-- Available data follows --
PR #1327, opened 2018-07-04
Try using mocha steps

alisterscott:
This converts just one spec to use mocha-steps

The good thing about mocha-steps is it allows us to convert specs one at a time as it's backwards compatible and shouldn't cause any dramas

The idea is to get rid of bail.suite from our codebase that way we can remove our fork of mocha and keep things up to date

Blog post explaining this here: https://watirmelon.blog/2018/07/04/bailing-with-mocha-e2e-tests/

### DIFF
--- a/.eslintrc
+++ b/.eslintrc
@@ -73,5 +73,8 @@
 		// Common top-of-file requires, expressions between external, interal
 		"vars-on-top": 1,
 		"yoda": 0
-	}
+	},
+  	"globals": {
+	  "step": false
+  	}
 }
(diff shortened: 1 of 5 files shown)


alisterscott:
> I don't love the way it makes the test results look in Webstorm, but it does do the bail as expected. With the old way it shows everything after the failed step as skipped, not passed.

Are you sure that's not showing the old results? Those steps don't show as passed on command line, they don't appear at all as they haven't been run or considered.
-- Available data concluded --
What you are asked to do: Every line of the records above where the string "that" is found should be copied.

Exercise answer:
The idea is to get rid of bail.suite from our codebase that way we can remove our fork of mocha and keep things up to date
Are you sure that's not showing the old results? Those steps don't show as passed on command line, they don't appear at all as they haven't been run or considered.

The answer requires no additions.